- _Work required_
The answer is one number: how many lines in the data below hold "that".

START Material supplied

PR #567, opened 2019-09-23
add JSON + omitempty tags to generated Go code

mark-ignacio:
Specifying JSON tags with explicit lowercase names and the `omitempty` tag allows for easier (and slimmer, in terms of JSON payload size) integration of data processed by Go.

A lot of libraries (for me, https://github.com/segmentio/kafka-go and https://github.com/olivere/elastic) rely on the built-in `json.Marshal()` function to serialize things before they get shipped off, so this ensures that field names are canonical.

### DIFF
--- a/code/go/ecs/as.go
+++ b/code/go/ecs/as.go
@@ -26,8 +26,8 @@ package ecs
 type AS struct {
 	// Unique number allocated to the autonomous system. The autonomous system
 	// number (ASN) uniquely identifies each network on the Internet.
-	Number int64 `ecs:"number"`
+	Number int64 `ecs:"number" json:"number,omitempty"`
 
 	// Organization name.
-	OrganizationName string `ecs:"organization.name"`
+	OrganizationName string `ecs:"organization.name" json:"organization.name,omitempty"`
 }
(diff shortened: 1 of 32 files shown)


code/go/ecs/as.go
```diff
@@ -26,8 +26,8 @@ package ecs
 type AS struct {
 	// Unique number allocated to the autonomous system. The autonomous system
 	// number (ASN) uniquely identifies each network on the Internet.
-	Number int64 `ecs:"number"`
+	Number int64 `ecs:"number" json:"number,omitempty"`
 
 	// Organization name.
-	OrganizationName string `ecs:"organization.name"`
+	OrganizationName string `ecs:"organization.name" json:"organization.name,omitempty"`
```
andrewkroh: The `encoding/json` package is going to produce key names containing dots and I don't think this is what we want.

`{"organization.name": "Google LLC"}` vs `{"organization": {"name": "Google LLC"}}`

webmat: Agreed, everything must be nested. No dots in key names.

mark-ignacio:
Thanks for the feedback! I'll reopen with something that uses `go/ast` or similar if I find out that amending the new code would suck too much.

END Material supplied

- _Response to the exercise_
2